27 de enero de 2013
Moconá
Casi todos los ríos de América del sur van de los Andes al Atlántico, pero hay un par que nacen en Brasil, a pocos kilómetros del Atlántico y terminan… en el Atlántico también. Forman la Mesopotamia argentina cuando llegan por aquí: el Paraná y el Uruguay son ríos como mares que pasean morosos por la llanura con peces que pesan como usted o como yo.
Río de los pájaros quiere decir uru-gua-y en el idioma que hablaban todos los americanos orientales desde el Caribe hasta el Plata antes de la llegada de Colón. Y el río de los pájaros es un cielo azul que pasa y es flor de la Banda Oriental según un cielito de Héctor Numa Morales.
Cuando todavía faltan unos mil kilómetros para que se una al Paraná y forme el Río de la Plata, el Uruguay se cae de costado por una falla en la colada basáltica que le sirve de lecho. No cae de frente, como casi todas las cascadas: se desborda longitudinal al lecho que ahí tiene hasta 170 metros de profundidad y lo hace durante unos tres kilómetros. Forma una catarata de agua de tres mil metros que nadie o casi nadie conoce porque está perdida entre la selva y la selva donde Andresito Guacurarí perdió el poncho. Cuando el río viene crecido nadie la ve y cuando baja el río se cae por el medio del lecho con un estruendo que espanta.
Estuve la primera vez hace muchos años, cuando era difícil llegar en auto, pero llegué y no vi nada porque fui por el lado argentino que es el alto: un río, unos arbustos que se llaman sarandí, unas rocas y un poco de bruma en el medio. Otro día me escapé hasta el lado brasileño y después de perderme varias veces encontré el camino por donde llegar hasta el río Uruguay. Me quedé loco al ver semejante espectáculo sin más testigos que los pájaros del Río de ellos mismos. Cuando quise volver tardé más de dos horas saltando entre las piedras para encontrar el pasadizo que me había llevado hasta la catarata.

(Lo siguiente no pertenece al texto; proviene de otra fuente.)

PR #2452, opened 2024-10-15
JAMES-2433 Implement EventStore for a JPA backend

amichair:
This is just a rough draft and not ready to merge yet, but since I have no previous experience with Scala or Reactive Streams or Guice or this event api or its usages, if anyone could help in improving and finalizing this, I think we can get this done :-)

### DIFF
--- a/event-sourcing/event-store-jpa/src/main/java/org/apache/james/eventsourcing/eventstore/jpa/JPAEventStore.java
+++ b/event-sourcing/event-store-jpa/src/main/java/org/apache/james/eventsourcing/eventstore/jpa/JPAEventStore.java
@@ -1,0 +1,118 @@
+/****************************************************************
+ * Licensed to the Apache Software Foundation (ASF) under one   *
+ * or more contributor license agreements.  See the NOTICE file *
+ * distributed with this work for additional information        *
+ * regarding copyright ownership.  The ASF licenses this file   *
+ * to you under the Apache License, Version 2.0 (the            *
+ * "License"); you may not use this file except in compliance   *
+ * with the License.  You may obtain a copy of the License at   *
+ *                                                              *
+ *   http://www.apache.org/licenses/LICENSE-2.0                 *
+ *                                                              *
+ * Unless required by applicable law or agreed to in writing,   *
+ * software distributed under the License is distributed on an  *
+ * "AS IS" BASIS, WITHOUT WARRANTIES OR CONDITIONS OF ANY       *
+ * KIND, either express or implied.  See the License for the    *
+ * specific language governing permissions and limitations      *
+ * under the License.                                           *
+ ****************************************************************/
+package org.apache.james.eventsourcing.eventstore.jpa;
+
+
+import static org.apache.james.eventsourcing.eventstore.jpa.model.JPAEvent.DELETE_AGGREGATE_QUERY;
+import static org.apache.james.eventsourcing.eventstore.jpa.model.JPAEvent.SELECT_AGGREGATE_QUERY;
+
+import jakarta.inject.Inject;
+import jakarta.persistence.EntityManagerFactory;
+import jakarta.persistence.PersistenceUnit;
+
+import org.apache.james.backends.jpa.TransactionRunner;
+import org.apache.james.eventsourcing.AggregateId;
+import org.apache.james.eventsourcing.Event;
+import org.apache.james.eventsourcing.eventstore.EventStore;
+import org.apache.james.eventsourcing.eventstore.EventStoreFailedException;
+import org.apache.james.eventsourcing.eventstore.History;
+import org.apache.james.eventsourcing.eventstore.JsonEventSerializer;
+import org.apache.james.eventsourcing.eventstore.jpa.model.JPAEvent;
+import org.reactivestreams.Publisher;
+
+import com.github.fge.lambdas.Throwing;
+import com.google.common.annotations.VisibleForTesting;
+import com.google.common.base.Preconditions;
+
+import reactor.core.publisher.Mono;
+import scala.collection.Iterable;
+import scala.collection.JavaConverters;
+
+@PersistenceUnit(unitName = "James")
+public class JPAEventStore implements EventStore {
+
+    /**
+     * The entity manager to access the database.
+     */
+    private EntityManagerFactory entityManagerFactory;
+
+    /**
+     * The JSON serializer to serialize the event data.
+     */
+    private JsonEventSerializer jsonEventSerializer;
+
+    /**
+     * Constructs a JPAEventStore.
+     */
+    @Inject
+    public JPAEventStore(EntityManagerFactory entityManagerFactory, JsonEventSerializer jsonEventSerializer) {
+        this.jsonEventSerializer = jsonEventSerializer;
+        this.entityManagerFactory = entityManagerFactory;
+    }
+
+    @Override
+    public Publisher<Void> appendAll(Iterable<Event> events) {
+        if (events.isEmpty()) {
+            return Mono.empty();
+        }
+        Preconditions.checkArgument(Event.belongsToSameAggregate(events));
+        AggregateId aggregateId = events.head().getAggregateId();
+        return Mono.fromRunnable(() -> new TransactionRunner(entityManagerFactory).runAndHandleException(
+            entityManager ->
+                JavaConverters.asJava(events).forEach(Throwing.consumer(e -> {
+                    JPAEvent jpaEvent = new JPAEvent(aggregateId, e.eventId(), jsonEventSerializer.serialize(e));
+                    entityManager.persist(jpaEvent);
+            })),
+            exception -> {
+                EventStoreFailedException esfe = new EventStoreFailedException("Unable to add events");
+                esfe.initCause(exception);
+                throw esfe;
+            }));
+    }
+
+    @Override
+    @SuppressWarnings("unchecked")
+    public Publisher<History> getEventsOfAggregate(AggregateId aggregateId) {
+        Preconditions.checkNotNull(aggregateId);
+        return Mono.fromSupplier(() -> new TransactionRunner(entityManagerFactory).runAndRetrieveResult(
+            entityManager -> History.of(
+                (Event[]) entityManager.createNamedQuery(SELECT_AGGREGATE_QUERY)
+                .setParameter("aggregateId", aggregateId.asAggregateKey())
+                .getResultStream()
+                .map(Throwing.function(e -> jsonEventSerializer.deserialize(((JPAEvent) e).getEvent())))
+                .toArray(Event[]::new))));
+    }
+
+    @Override
+    public Publisher<Void> remove(AggregateId aggregateId) {
+        return Mono.fromSupplier(() -> new TransactionRunner(entityManagerFactory).runAndRetrieveResult(
+            entityManager -> {
+                entityManager.createNamedQuery(DELETE_AGGREGATE_QUERY)
+                    .setParameter("aggregateId", aggregateId.asAggregateKey())
+                    .executeUpdate();
+                return null;
+            }));
+    }
+
+    @VisibleForTesting
+    protected void removeAll() {
+        new TransactionRunner(entityManagerFactory).runAndRetrieveResult(
+            entityManager -> entityManager.createQuery("DELETE FROM JPAEvent").executeUpdate());
+    }
+}
--- a/event-sourcing/event-store-jpa/src/main/java/org/apache/james/eventsourcing/eventstore/jpa/model/JPAEvent.java
+++ b/event-sourcing/event-store-jpa/src/main/java/org/apache/james/eventsourcing/eventstore/jpa/model/JPAEvent.java
@@ -1,0 +1,124 @@
+/****************************************************************
+ * Licensed to the Apache Software Foundation (ASF) under one   *
+ * or more contributor license agreements.  See the NOTICE file *
+ * distributed with this work for additional information        *
+ * regarding copyright ownership.  The ASF licenses this file   *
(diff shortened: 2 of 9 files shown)


event-sourcing/event-store-jpa/src/main/java/org/apache/james/eventsourcing/eventstore/jpa/JPAEventStore.java
```diff
@@ -0,0 +1,176 @@
...
+                return e;
+            });
+            transaction.commit();
+        } catch (PersistenceException e) {
+            if (transaction.isActive()) {
+                transaction.rollback();
+            }
+            EventStoreFailedException esfe = new EventStoreFailedException("Unable to add events");
+            esfe.initCause(e);
+            throw esfe;
```
chibenwa, line 109:
```suggestion
            throw  new EventStoreFailedException("Unable to add events", e);
```

Mutability can be avoided

event-sourcing/event-store-jpa/src/main/java/org/apache/james/eventsourcing/eventstore/jpa/JPAEventStore.java
```diff
@@ -0,0 +1,176 @@
...
+
+    @Override
+    public Publisher<Void> appendAll(Iterable<Event> events) {
+        if (events.isEmpty()) {
+            return Mono.empty();
+        }
+        Preconditions.checkArgument(Event.belongsToSameAggregate(events));
+        AggregateId aggregateId = events.head().getAggregateId();
+        EntityManager entityManager = entityManagerFactory.createEntityManager();
+        final EntityTransaction transaction = entityManager.getTransaction();
```
chibenwa, line 90: We can handle this with TransactionRunner I believe

```
return Mono.fromRunnable(() -> TransactionRunner.runAndHandleException(entityManager -> {
             events.foreach(Throwing.runnable(e -> {
                    JPAEvent jpaEvent = new JPAEvent(aggregateId, e.eventId(), jsonEventSerializer.serialize(e));
                    entityManager.persist(jpaEvent);
            }));
}, e -> {
   throw  new EventStoreFailedException("Unable to add events", e);
});
```

Note that:
 - `e` variable name is ambiguous, we shall favor `event`
 - Wrap the whole transformation into a mono not just the final transformation

event-sourcing/event-store-jpa/src/main/java/org/apache/james/eventsourcing/eventstore/jpa/JPAEventStore.java
```diff
@@ -0,0 +1,176 @@
...
+    @Override
+    @SuppressWarnings("unchecked")
+    public Publisher<History> getEventsOfAggregate(AggregateId aggregateId) {
+        Preconditions.checkNotNull(aggregateId);
+        EntityManager entityManager = entityManagerFactory.createEntityManager();
+        try {
+            List<Event> events = (List<Event>) entityManager.createNamedQuery(SELECT_AGGREGATE_QUERY)
+                .setParameter("aggregateId", aggregateId.asAggregateKey())
+                .getResultStream()
+                .map(e -> {
```
chibenwa, line 125: Use THrowing.function ?

event-sourcing/event-store-jpa/src/main/java/org/apache/james/eventsourcing/eventstore/jpa/JPAEventStore.java
```diff
@@ -0,0 +1,176 @@
...
+            throw new RuntimeException("Unable to get events", e);
+        } finally {
+            EntityManagerUtils.safelyClose(entityManager);
+        }
+    }
+
+    @Override
+    public Publisher<Void> remove(AggregateId aggregateId) {
+        EntityManager entityManager = entityManagerFactory.createEntityManager();
+        final EntityTransaction transaction = entityManager.getTransaction();
```
chibenwa, line 144: Use transaction runner here too and wrap the whole operation onto a mono...

event-sourcing/event-store-jpa/src/main/java/org/apache/james/eventsourcing/eventstore/jpa/JPAEventStore.java
```diff
@@ -0,0 +1,176 @@
...
+                transaction.rollback();
+            }
+            throw new RuntimeException("Unable to remove events", e);
+        } finally {
+            EntityManagerUtils.safelyClose(entityManager);
+        }
+        return Mono.empty();
+    }
+
+    // for use in tests
```
chibenwa, line 162: Use @VisibleForTesting annotation them

event-sourcing/event-store-jpa/src/main/java/org/apache/james/eventsourcing/eventstore/jpa/model/JPAEvent.java
```diff
@@ -0,0 +1,122 @@
...
+            if (this == obj) {
+                return true;
+            }
+            if (obj == null || getClass() != obj.getClass()) {
+                return false;
+            }
+            final JPAEventId other = (JPAEventId) obj;
+            return Objects.equal(this.aggregateId, other.aggregateId)
+                && Objects.equal(this.eventId, other.eventId);
+        }
```
chibenwa, line 85: We shall test equals and hash code with equals verifier.

event-sourcing/event-store-jpa/src/main/java/org/apache/james/eventsourcing/eventstore/jpa/model/JPAEvent.java
```diff
@@ -0,0 +1,122 @@
...
+
+    @Id
+    @Column(name = "AGGREGATE_ID", nullable = false, length = 100)
+    private String aggregateId = "";
+
+    @Id
+    @Column(name = "EVENT_ID", nullable = false)
+    private int eventId;
+
+    @Column(name = "EVENT", nullable = false, length = 16 * 1024)
```
chibenwa, line 96: This may hurt: are we sure this is enough to fit all possible serialized events?

For instance RuleSetDefined may be larger than this for people holding many filters...

Other implementation are unbounded on the size of this field, likely so should do the JPA one.

I suggest looking into using an unbounded `byte[]` here if need be..

chibenwa (commented):
Thanks, this is a cool first shot at it!

I did do a few comments to polish the code here.

Next steps would be to wire the event store into existing app and expose features relying on event sourcing onto the same applications.

event-sourcing/event-store-jpa/src/main/java/org/apache/james/eventsourcing/eventstore/jpa/JPAEventStore.java
amichair: That's what I intended to do, but this exception doesn't support a cause parameter... I left the scala api part alone for now.

event-sourcing/event-store-jpa/src/main/java/org/apache/james/eventsourcing/eventstore/jpa/JPAEventStore.java
amichair: The TransactionWorker api isn't as shown above, but was easy enough to adjust. However the Throwing part I gave a few tries with several variations and types but couldn't get to work yet. If you have a working snippet that could save me some time trying to mess with the java/scala type system incompatibilities (Function1 is not a Function etc)...

btw I think it would have been nice if at least the events source api part remained in java (even if other module implementations were in scala) rather than making the interface itself use scala objects and have the scala types leak into the java code... scala was designed to try an play nice with java, but not necessarily the other way around. but perhaps that's just my own preference or lack of experience stitching them together :-)

event-sourcing/event-store-jpa/src/main/java/org/apache/james/eventsourcing/eventstore/jpa/JPAEventStore.java
amichair: ok

event-sourcing/event-store-jpa/src/main/java/org/apache/james/eventsourcing/eventstore/jpa/model/JPAEvent.java
amichair: Not sure what you mean here.

event-sourcing/event-store-jpa/src/main/java/org/apache/james/eventsourcing/eventstore/jpa/model/JPAEvent.java
amichair: I have no idea what this is used for and how big the events are, usually events and jsons (used in the other modules as well) are small-ish creatures :-)

I did start with 1mb and it errored, so just picked an arbitrary value to get through the prototype. I suppose if it needs to be a blob or whatnot we can do that. Maybe add to the contract (test) whatever size you think the implementations must support to make sure they're all compatible with the requirements?

event-sourcing/event-store-jpa/src/main/java/org/apache/james/eventsourcing/eventstore/jpa/model/JPAEvent.java
Maxxx873: > Not sure what you mean here.

Hello, you could use https://jqno.nl/equalsverifier/ for test

amichair: done

event-sourcing/event-store-jpa/src/main/java/org/apache/james/eventsourcing/eventstore/jpa/JPAEventStore.java
```diff
@@ -0,0 +1,177 @@
...
+    /**
+     * The JSON serializer to serialize the event data.
+     */
+    private JsonEventSerializer jsonEventSerializer;
+
+    /**
+     * Set the serializer to use.
+     */
+    @Inject
+    public void setJsonEventSerializer(JsonEventSerializer jsonEventSerializer) {
```
chibenwa, line 70: Can't we inject via the constructor?

chibenwa (approved):
Overall ok to me!

event-sourcing/event-store-jpa/src/main/java/org/apache/james/eventsourcing/eventstore/jpa/JPAEventStore.java
amichair: For now I got it to work with JavaConverters.asJava(events), a bit ugly but I don't know how to get the scala objects to play nice with Throwing. If you have a better way let me know.

event-sourcing/event-store-jpa/src/main/java/org/apache/james/eventsourcing/eventstore/jpa/JPAEventStore.java
amichair: done

event-sourcing/event-store-jpa/src/main/java/org/apache/james/eventsourcing/eventstore/jpa/JPAEventStore.java
amichair: done

event-sourcing/event-store-jpa/src/main/java/org/apache/james/eventsourcing/eventstore/jpa/JPAEventStore.java
amichair: ok, I moved both injections to a constructor, though other classes are inconsistent in constructor/setter injection point and I'm not sure if it matters... if you have a preference perhaps you should standardize the injection location throughout the code.

amichair:
> Next steps would be to wire the event store into existing app and expose features relying on event sourcing onto the same applications.

I don't know how/where/what is needed to finish integrating this, or if you intend on doing that separately after merging this PR?

amichair:
Anything else to be done here? (ci failure seems unrelated?)

quantranhong1999:
This should not be a WIP anymore, no?

chibenwa:
I turned the status from *Draft* into *Ready for review*

event-sourcing/event-store-jpa/src/main/java/org/apache/james/eventsourcing/eventstore/jpa/JPAEventStore.java
```diff
@@ -0,0 +1,118 @@
...
+import com.github.fge.lambdas.Throwing;
+import com.google.common.annotations.VisibleForTesting;
+import com.google.common.base.Preconditions;
+
+import reactor.core.publisher.Mono;
+import scala.collection.Iterable;
+import scala.collection.JavaConverters;
+
+@PersistenceUnit(unitName = "James")
+public class JPAEventStore implements EventStore {
```
quantranhong1999, line 48: No Guice module binding in this PR? e.g. `JPADropListsModule`.

quantranhong1999 (approved):

chibenwa:
> No Guice module binding in this PR? e.g. JPADropListsModule.

Guice modules will come with actual usages of this class

Arsnael (approved):

vttranlina:
The CI failed, but I cannot view the Jenkins results.
Screenshot_20241129_123137

Maxxx873:
I think it's a pretty good job overall, if there is an opportunity it would be nice to restart CI to eventually complete this step

Arsnael:
Merged this, sorry @amichair for missing this and thanks @Maxxx873 for the reminder!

Ahora había más gente en ese lugar del mundo donde no hay celulares ni internet ni televisión ni diarios ni otra diversión que conversar. Unos 35 kilómetros antes de llegar pude subirme a un bote de goma en el fondo de un barranco que me llevó hasta el salto entre correderas y remansos. El piloto era Carlos Arturo Yunis Henn: un turco alemán en la frontera argentino brasileña que nos mostró los saltos de Moconá contando pequeñas mentiritas y grandes verdades. Un genio el tipo.